Jim rang the doorbell, and looked around at the lights, dusted by a light coating of snow, which frosted the trees and lawns just enough to give Cascade a white Christmas.

"The house looks beautiful. I never saw it all lit up like this for the holidays," Jim said, taking in the fruits of Bill's and Blair's handiwork on the lights.

"It was fun doing it," Blair responded, as the door opened and Bill appeared, opening it and motioning them inside.

"Something smells great," Jim said, smiling.

"Sally's just working on dinner. She left some cheese and crackers in the living room for us."

"How about this snow? Pretty cool to have a white Christmas instead of a wet Christmas," Blair opined, pulling off his coat, which, like Jim's, was damp with the falling snow.

"We can hang those on the hooks in the mud room--it's warm in the kitchen, so they'll dry fast back there." Bill took them and disappeared around the corner to the kitchen.

"I think I'll go wish Sally Merry Christmas." Jim headed back there, and Blair took the gifts into the living room and added them to the other brightly wrapped packages already there.
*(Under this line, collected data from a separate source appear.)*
PR #5168, opened 2026-08-12
feat(conversation): add manual MLS migration (WPB-27446)

MohamadJaara:
https://wearezeta.atlassian.net/browse/WPB-27446

## Goal

Add a temporary manual path for testing Proteus/Mixed conversation migration to MLS during the transition phase.

Jira: WPB-27446

## Changes

- reveal a confirmation dialog after five consecutive taps on the Protocol row
- allow the action only when MLS migration is enabled, the protocol is Proteus or Mixed, and the conversation team matches the self-user team
- keep the dialog open on outside taps and show migration loading, success, and failure states
- invoke the backend migration flow and include backend HTTP code and error label when available
- add concise lifecycle logs and focused unit coverage

### DIFF
--- a/app/src/main/kotlin/com/wire/android/ui/home/conversations/details/GroupConversationDetailsViewModel.kt
+++ b/app/src/main/kotlin/com/wire/android/ui/home/conversations/details/GroupConversationDetailsViewModel.kt
@@ -19,6 +19,7 @@
 package com.wire.android.ui.home.conversations.details
 
 import androidx.lifecycle.viewModelScope
+import com.wire.android.R
 import com.wire.android.appLogger
 import com.wire.android.ui.common.ActionsViewModel
 import com.wire.android.ui.home.conversations.details.options.GroupConversationOptionsState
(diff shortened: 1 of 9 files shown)


app/src/main/kotlin/com/wire/android/ui/home/conversations/details/GroupConversationDetailsViewModel.kt
```diff
@@ -263,6 +309,74 @@ class GroupConversationDetailsViewModel @AssistedInject constructor(
...
+            return
+        }
+
+        appLogger.i(
+            "[$TAG] Manual MLS migration started " +
+                    "(protocol=${groupOptionsState.value.protocolInfo.debugName()})"
+        )
+        updateState(groupOptionsState.value.copy(isMigratingToMLS = true))
+        viewModelScope.launch {
+            when (val result = migrateConversationToMLS(conversationId)) {
```
sbakhtiarov, line 347: I tried to follow the calls inside the MigrateConversationToMLSUseCase and it seems like not all of the branches with IO operations are executed in IO dispatcher.
I would recommend switching to IO dispatcher in the use case to call it safely from view model (main thread safety).

sbakhtiarov (approved):

saleniuk (approved):

PR #5170, opened 2026-08-12
feat: add keep.xml to manage resource shrinking for ringing sound [WPB-8645]

MohamadJaara:

add keep rules for the calling ringtone to make sure it does not get effected via resource shrinking


yamilmedina (approved):

app/src/main/res/raw/keep.xml
```diff
@@ -0,0 +1,3 @@
+<?xml version="1.0" encoding="utf-8"?>
+<resources xmlns:tools="http://schemas.android.com/tools"
+    tools:keep="@raw/ringing_from_them" />
```
saleniuk: Shouldn't we add the whole `raw` folder, just in case?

Before long, the two Ellisons were back, and the three men took seats, glasses of red wine in hand, nibbling at the platter of cheese and crackers.
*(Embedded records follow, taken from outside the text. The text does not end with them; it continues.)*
PR #5190, opened 2026-08-18
fix: starting conversation with user without clients (WPB-18997)

sbakhtiarov:
https://wearezeta.atlassian.net/browse/WPB-18997

https://wearezeta.atlassian.net/browse/WPB-18997
----

# What's new in this PR?

### Issues
Android client allows creating 1:1 conversation with the user without clients (e.g. never logged in wire app).

### Solutions
Using new use case introduced in https://github.com/wireapp/kalium/pull/4404 to resolve one-on-one conversations correctly.

### DIFF
--- a/app/src/main/kotlin/com/wire/android/ui/userprofile/other/OtherUserProfileScreenViewModel.kt
+++ b/app/src/main/kotlin/com/wire/android/ui/userprofile/other/OtherUserProfileScreenViewModel.kt
@@ -41,7 +41,7 @@ import com.wire.kalium.logic.data.conversation.Conversation
 import com.wire.kalium.logic.data.id.QualifiedID
 import com.wire.kalium.logic.feature.client.FetchUsersClientsFromRemoteUseCase
 import com.wire.kalium.logic.feature.client.ObserveClientsByUserIdUseCase
-import com.wire.kalium.logic.feature.conversation.IsOneToOneConversationCreatedUseCase
+import com.wire.kalium.logic.feature.conversation.CheckOneToOneConversationIsReadyUseCase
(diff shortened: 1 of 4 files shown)


yamilmedina (approved):

ohassine:
Shouldn't we show an alert telling current user, that user X needs to open Wire or log in again first ?

app/src/main/kotlin/com/wire/android/ui/userprofile/other/OtherUserProfileScreenViewModel.kt
```diff
@@ -104,8 +104,13 @@ class OtherUserProfileScreenViewModel @AssistedInject constructor(
     }
     private fun getIfConversationExist() {
         viewModelScope.launch {
-            val isOneToOneConversationCreated = isOneToOneConversationCreated(userId)
-            state = state.copy(isConversationStarted = isOneToOneConversationCreated)
+            val readiness = checkOneToOneConversationIsReady(userId)
+            if (readiness is CheckOneToOneConversationIsReadyUseCase.Result.Failure) {
+                appLogger.w("Failed to check one-to-one conversation readiness: ${readiness.coreFailure}")
```
saleniuk, line 114: so what happens if there is a failure? `isConversationStarted` is `false` by default, so when there is a failure here and user clicks the button then the app tries to create a new conversation, right? will that work?

sbakhtiarov: Yes, it will try to resolve the 1:1 conversation anyways. This check here is just to show Start / Open conversation label consistently.

saleniuk (approved):

PR #5211, opened 2026-08-26
fix: disable pending message retry on app open

MohamadJaara:
## Goal

Prevent the foreground pending-message replay introduced in 4.32 from crashing the app when a persisted pending row contains content that cannot be encoded.

## Reproduction

1. Have a pending message whose persisted content is not valid for outbound protobuf encoding.
2. Bring the app to the foreground.
3. The global observer retries pending messages after sync and the mapper exception escapes the coroutine.

## Change

- Stop registering the app-open pending-message retry observer.
- Update observer tests to assert foreground transitions do not trigger pending-message replay.
- Keep existing explicit and manual resend paths unchanged.

A follow-up will harden pending-message encoding and re-enable the foreground trigger safely.


MohamadJaara:
already fixed in develop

"Does Sally celebrate Christmas? I know it's probably not her native tradition," Blair said.

"She celebrates it because our family always has, but not in the religious sense, no. Actually, that was always nice--having her around on Christmas--you know, for the boys," Bill added. "Oh, Blair, I was meaning to ask you about the Matthews case. I notice you were quoted in the paper."

"Oh, man," Blair shook his head. "I heard about that one from Simon, the mayor...guess I need to watch out for reporters who corner me outside the hospital."

"I would have never guessed Matthews as a child beater." Bill shook his head. "I guess you never really know what goes on in the privacy of people's homes. So the charges are valid?"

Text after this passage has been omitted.